== What is being asked ==
A complete answer includes every line below with the word "describe".

::: Data for this exercise

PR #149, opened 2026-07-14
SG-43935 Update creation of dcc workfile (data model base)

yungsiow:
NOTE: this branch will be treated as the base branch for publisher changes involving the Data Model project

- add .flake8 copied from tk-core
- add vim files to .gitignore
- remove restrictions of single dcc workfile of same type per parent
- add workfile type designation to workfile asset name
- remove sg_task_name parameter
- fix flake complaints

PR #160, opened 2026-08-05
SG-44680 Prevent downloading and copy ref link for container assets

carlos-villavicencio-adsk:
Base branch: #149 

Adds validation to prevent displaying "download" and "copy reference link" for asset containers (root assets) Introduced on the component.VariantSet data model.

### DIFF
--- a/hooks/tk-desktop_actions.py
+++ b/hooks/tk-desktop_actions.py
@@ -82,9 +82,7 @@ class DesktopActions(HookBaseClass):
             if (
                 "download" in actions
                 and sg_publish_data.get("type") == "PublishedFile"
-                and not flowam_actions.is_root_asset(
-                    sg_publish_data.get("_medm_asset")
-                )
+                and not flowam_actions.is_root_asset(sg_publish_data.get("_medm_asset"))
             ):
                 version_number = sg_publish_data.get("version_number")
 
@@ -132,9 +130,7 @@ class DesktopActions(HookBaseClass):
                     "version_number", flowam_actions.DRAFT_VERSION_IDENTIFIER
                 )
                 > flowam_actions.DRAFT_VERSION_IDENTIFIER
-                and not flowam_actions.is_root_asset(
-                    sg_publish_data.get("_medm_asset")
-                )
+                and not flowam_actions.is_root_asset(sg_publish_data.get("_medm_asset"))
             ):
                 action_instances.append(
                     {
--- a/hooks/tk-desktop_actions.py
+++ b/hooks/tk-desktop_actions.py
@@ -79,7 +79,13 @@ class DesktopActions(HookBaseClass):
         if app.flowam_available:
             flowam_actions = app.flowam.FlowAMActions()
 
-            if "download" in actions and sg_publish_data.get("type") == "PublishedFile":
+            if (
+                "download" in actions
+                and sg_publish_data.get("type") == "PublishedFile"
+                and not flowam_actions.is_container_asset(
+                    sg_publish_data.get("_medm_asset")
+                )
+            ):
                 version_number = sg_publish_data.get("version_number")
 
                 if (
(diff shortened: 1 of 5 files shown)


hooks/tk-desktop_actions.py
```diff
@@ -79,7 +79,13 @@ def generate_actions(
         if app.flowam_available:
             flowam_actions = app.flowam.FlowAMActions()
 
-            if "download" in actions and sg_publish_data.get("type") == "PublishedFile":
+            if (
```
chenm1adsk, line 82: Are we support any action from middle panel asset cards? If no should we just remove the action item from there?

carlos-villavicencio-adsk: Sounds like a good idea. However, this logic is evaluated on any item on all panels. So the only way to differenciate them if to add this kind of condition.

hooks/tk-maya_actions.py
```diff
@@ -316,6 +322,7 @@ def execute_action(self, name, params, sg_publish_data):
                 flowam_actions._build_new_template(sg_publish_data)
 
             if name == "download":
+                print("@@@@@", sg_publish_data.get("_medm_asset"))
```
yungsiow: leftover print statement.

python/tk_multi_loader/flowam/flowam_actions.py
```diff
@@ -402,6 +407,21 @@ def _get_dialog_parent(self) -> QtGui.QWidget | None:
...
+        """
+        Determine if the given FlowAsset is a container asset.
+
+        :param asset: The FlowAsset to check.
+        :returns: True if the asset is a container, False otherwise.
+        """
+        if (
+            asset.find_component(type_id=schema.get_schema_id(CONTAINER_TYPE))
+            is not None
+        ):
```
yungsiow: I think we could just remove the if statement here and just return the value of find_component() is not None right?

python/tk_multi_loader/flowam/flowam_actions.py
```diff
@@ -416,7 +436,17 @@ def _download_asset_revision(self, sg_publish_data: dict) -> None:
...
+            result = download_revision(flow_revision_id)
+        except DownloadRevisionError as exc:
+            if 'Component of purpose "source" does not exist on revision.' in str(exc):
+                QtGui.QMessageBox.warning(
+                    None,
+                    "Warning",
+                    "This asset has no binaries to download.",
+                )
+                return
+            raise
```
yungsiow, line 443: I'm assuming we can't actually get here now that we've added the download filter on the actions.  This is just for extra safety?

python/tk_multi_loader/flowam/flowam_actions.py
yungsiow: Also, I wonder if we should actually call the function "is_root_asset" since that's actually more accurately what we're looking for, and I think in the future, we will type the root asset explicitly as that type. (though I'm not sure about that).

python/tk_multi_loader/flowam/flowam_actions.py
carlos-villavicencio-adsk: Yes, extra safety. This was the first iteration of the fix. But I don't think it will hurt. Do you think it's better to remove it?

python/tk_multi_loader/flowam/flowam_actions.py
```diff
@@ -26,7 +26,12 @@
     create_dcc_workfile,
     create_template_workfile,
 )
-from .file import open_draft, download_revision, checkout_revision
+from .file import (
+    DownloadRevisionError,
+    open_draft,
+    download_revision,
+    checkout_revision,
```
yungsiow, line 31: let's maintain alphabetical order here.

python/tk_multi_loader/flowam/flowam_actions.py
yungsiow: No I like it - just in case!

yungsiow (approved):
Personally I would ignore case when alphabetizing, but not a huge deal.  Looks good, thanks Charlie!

::::::
::: Data for this exercise

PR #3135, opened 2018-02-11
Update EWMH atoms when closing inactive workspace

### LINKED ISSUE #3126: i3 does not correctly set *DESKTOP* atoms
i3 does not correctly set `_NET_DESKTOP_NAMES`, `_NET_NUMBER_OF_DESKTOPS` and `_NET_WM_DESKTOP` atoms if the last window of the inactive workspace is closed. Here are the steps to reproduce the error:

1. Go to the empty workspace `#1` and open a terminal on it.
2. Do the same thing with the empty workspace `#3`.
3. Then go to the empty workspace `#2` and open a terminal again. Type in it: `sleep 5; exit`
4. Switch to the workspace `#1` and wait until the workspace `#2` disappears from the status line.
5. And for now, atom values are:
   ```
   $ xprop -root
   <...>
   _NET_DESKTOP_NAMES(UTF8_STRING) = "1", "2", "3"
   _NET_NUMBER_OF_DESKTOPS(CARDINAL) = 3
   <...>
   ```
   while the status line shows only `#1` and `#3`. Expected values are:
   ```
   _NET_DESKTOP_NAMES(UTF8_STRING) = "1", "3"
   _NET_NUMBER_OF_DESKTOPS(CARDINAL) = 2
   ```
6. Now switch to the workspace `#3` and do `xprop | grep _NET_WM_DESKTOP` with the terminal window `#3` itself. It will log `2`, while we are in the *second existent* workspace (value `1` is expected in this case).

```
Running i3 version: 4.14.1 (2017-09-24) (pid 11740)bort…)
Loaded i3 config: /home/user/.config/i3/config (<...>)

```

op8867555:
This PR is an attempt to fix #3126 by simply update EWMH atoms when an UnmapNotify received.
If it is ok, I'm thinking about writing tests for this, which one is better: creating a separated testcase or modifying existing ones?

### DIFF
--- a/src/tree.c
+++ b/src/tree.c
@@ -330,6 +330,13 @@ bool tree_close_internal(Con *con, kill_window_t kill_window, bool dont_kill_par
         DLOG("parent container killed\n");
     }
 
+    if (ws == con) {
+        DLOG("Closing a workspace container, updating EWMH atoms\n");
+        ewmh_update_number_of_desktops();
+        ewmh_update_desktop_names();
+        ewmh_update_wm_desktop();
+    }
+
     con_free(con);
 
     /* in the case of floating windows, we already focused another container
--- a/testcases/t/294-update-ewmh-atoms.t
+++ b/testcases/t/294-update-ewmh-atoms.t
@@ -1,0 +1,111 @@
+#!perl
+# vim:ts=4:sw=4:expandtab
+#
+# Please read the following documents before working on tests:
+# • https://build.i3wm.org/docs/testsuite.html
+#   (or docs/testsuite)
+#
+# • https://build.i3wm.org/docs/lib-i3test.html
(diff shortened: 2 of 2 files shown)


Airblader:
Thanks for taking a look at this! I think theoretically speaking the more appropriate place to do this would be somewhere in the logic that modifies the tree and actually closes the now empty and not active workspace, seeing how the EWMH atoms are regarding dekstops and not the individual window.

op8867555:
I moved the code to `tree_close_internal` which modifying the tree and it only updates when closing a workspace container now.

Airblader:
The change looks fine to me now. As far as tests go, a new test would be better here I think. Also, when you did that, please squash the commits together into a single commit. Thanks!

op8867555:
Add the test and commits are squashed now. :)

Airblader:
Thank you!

::::::
::: Data for this exercise

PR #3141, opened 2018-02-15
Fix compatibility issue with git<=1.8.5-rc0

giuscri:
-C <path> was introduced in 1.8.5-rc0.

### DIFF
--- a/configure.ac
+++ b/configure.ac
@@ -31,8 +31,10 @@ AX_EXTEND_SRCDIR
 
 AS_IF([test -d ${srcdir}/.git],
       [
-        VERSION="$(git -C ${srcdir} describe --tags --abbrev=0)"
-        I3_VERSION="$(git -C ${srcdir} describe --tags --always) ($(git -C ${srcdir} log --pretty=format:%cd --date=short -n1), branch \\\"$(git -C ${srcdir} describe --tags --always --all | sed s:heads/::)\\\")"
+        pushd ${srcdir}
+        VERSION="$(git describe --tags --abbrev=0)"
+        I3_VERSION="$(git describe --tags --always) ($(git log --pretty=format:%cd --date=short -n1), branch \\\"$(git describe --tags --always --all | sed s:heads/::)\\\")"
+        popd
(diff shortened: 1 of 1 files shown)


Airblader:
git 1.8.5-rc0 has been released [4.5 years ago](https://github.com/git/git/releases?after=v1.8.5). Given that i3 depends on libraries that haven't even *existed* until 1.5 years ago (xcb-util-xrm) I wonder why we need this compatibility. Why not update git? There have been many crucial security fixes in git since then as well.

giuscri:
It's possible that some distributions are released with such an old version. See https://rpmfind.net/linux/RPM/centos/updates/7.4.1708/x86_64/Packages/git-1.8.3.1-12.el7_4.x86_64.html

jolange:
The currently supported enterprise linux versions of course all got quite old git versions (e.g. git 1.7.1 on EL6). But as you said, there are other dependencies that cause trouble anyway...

::::::

== Task answer ==
-        VERSION="$(git -C ${srcdir} describe --tags --abbrev=0)"
-        I3_VERSION="$(git -C ${srcdir} describe --tags --always) ($(git -C ${srcdir} log --pretty=format:%cd --date=short -n1), branch \\\"$(git -C ${srcdir} describe --tags --always --all | sed s:heads/::)\\\")"
+        VERSION="$(git describe --tags --abbrev=0)"
+        I3_VERSION="$(git describe --tags --always) ($(git log --pretty=format:%cd --date=short -n1), branch \\\"$(git describe --tags --always --all | sed s:heads/::)\\\")"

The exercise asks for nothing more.